Desperate times call for desperate measures, especially when it comes to staying warm during the cold winter months.
Louis C. Hicks, a 92-year-old WWII veteran, heated his home in Austin, Texas in an unconventional and unsafe way: his gas-powered stove and oven.
When the police found out how he was keeping warm they stepped in and helped.
“It means everything. The things I’ve been trying to do since the ’40s…I’ve been asking for help. And now, it just came in. God is good,” he said.
In 2019, Hicks called 911 to report stolen tools from his shed. When Officer Chasity Salazar arrived at his home to complete the police report, Salazar noticed Hicks’ heat source.
“I had realized that he’s using the oven. I know that’s not safe. His gas is on.”
Hicks had been using his stove and oven to heat his home. He would use a fan to circulate the warm air.
Previously he had been using a heater, but once that burned a hole in the floor he switched to something even more dangerous.
Hicks knew he needed help: “You hate to ask anybody ’cause sometimes they’ll frown on you, and I’m a true veteran. I won’t ask. I won’t ask.”
But he just couldn’t.
Thankfully, Salazar saw his need and quietly took care of him.
With the help of her coworkers at the Austin Police Department and several charities, Salazar and Officer Bino Cadenas were able to surprise Hicks with an electric fireplace.
How sweet is this?! @Austin_Police is delivering a free heater to a 92-year-old World War II veteran! An officer who responded to his house last week noticed he was heating it with his stove and oven.
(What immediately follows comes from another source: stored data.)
PR #441, opened 2024-08-01
Change Azure Storage copy to use server side copy

joelverhagen:
The only place that uses this method is here:
https://github.com/NuGet/NuGetGallery/blob/99b2b4961bc4d62e9bab60993390b08260be639a/src/Stats.PostProcessReports/DetailedReportPostProcessor.cs#L208

This uses server-side copy already. So the extra dependency on `DataMovement` is not needed.

This PR essentially copies the copy implementation from the original copy of this copied project, still existing here:
https://github.com/NuGet/NuGetGallery/blob/99b2b4961bc4d62e9bab60993390b08260be639a/src/Catalog/Persistence/AzureStorage.cs#L221-L274

Also add a helper method to replicate this:
https://github.com/NuGet/NuGetGallery/blob/2e4a1498efac7feb99ce49a71b0bf13863448fad/src/NuGetGallery.Core/Services/CloudBlobClientWrapper.cs#L45-L46

### DIFF
--- a/src/NuGet.Services.Storage/AzureStorage.cs
+++ b/src/NuGet.Services.Storage/AzureStorage.cs
@@ -10,8 +10,6 @@ using System.Threading.Tasks;
 using Azure.Storage.Blobs;
 using Azure.Storage.Blobs.Models;
 using Azure.Storage.Blobs.Specialized;
-using Azure.Storage.DataMovement;
-using Azure.Storage.DataMovement.Blobs;
 using Microsoft.Extensions.Logging;
 
 namespace NuGet.Services.Storage
@@ -20,25 +18,18 @@ namespace NuGet.Services.Storage
     {
         private readonly ILogger<AzureStorage> _logger;
         private readonly BlobContainerClient _directory;
-        private readonly TransferManager _transferManager;
-        private readonly BlobsStorageResourceProvider _storageResourceProvider;
-        private readonly bool _useServerSideCopy;
         private readonly string _path;
 
         public AzureStorage(
             BlobServiceClient account,
-            BlobsStorageResourceProvider blobsStorageResourceProvider,
             string containerName,
             string path,
             Uri baseAddress,
-            bool useServerSideCopy,
             bool initializeContainer,
             ILogger<AzureStorage> logger)
             : this(
                   account.GetBlobContainerClient(containerName),
-                  blobsStorageResourceProvider,
                   baseAddress,
-                  useServerSideCopy,
                   initializeContainer,
                   logger)
         {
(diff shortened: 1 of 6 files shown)


src/NuGet.Services.Storage/AzureStorageFactory.cs
```diff
@@ -3,39 +3,40 @@
...
         BlobServiceClient _account;
-        BlobsStorageResourceProvider _storageResourceProvider;
         string _containerName;
         string _path;
         private Uri _differentBaseAddress = null;
         private readonly ILogger<AzureStorage> _azureStorageLogger;
-        private readonly bool _useServerSideCopy;
         private readonly bool _initializeContainer;
 
+        public static string PrepareConnectionString(string connectionString)
```
erdembayar, line 19: How this is used? I don't see any call for it.

joelverhagen: It will be used in NuGetGallery. Example:
https://github.com/NuGet/NuGetGallery/commit/ef925f2fc65dc1361d13671707883b79cae12b85

zhhyu (approved):

src/NuGet.Services.Storage/AzureStorage.cs
```diff
@@ -207,35 +190,45 @@ private StorageListItem GetStorageListItem(BlockBlobClient listBlobItem)
...
-            }
-
-            StorageResource sourceStorageResource = _storageResourceProvider.FromBlob(sourceUri.ToString());
-            StorageResource destinationStorageResource = _storageResourceProvider.FromBlob(destinationUri.ToString(), destinationOptions);
 
-            var transferOptions = new DataTransferOptions();
-
-            DataTransfer transfer = await _transferManager.StartTransferAsync(sourceStorageResource, destinationStorageResource, transferOptions: transferOptions, cancellationToken: cancellationToken);
-            await transfer.WaitForCompletionAsync();
+                await destinationBlockBlob.SetHttpHeadersAsync(headers, cancellationToken: cancellationToken);
```
dannyjdev, line 230: I think we should do something similar like the following example: [Manage blob properties and metadata with .NET](https://learn.microsoft.com/en-us/azure/storage/blobs/storage-blob-properties-metadata#set-and-retrieve-properties), since just using an empty BlobHttpHeaders will clear all previous headers and only set the ones we explicitly provide.

joelverhagen: Awesome catch @dannyjdev! I will make an update to both ServerCommon and NuGetGallery `dev` branch with a fix!

joelverhagen: PR here: https://github.com/NuGet/ServerCommon/pull/443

Thanks to these officers, he won’t need to do that anymore. ? @KVUE pic.twitter.com/rCvwclXuVW
— Pattrik Perez (@PattrikPerez) January 29, 2019
“I’ve never had no one to do nothing for me,” he said. “After my mother passed away and left me to take care of my two sisters … nobody never did nothing to help me.”
These are the kinds of stories I want to see about our police officers.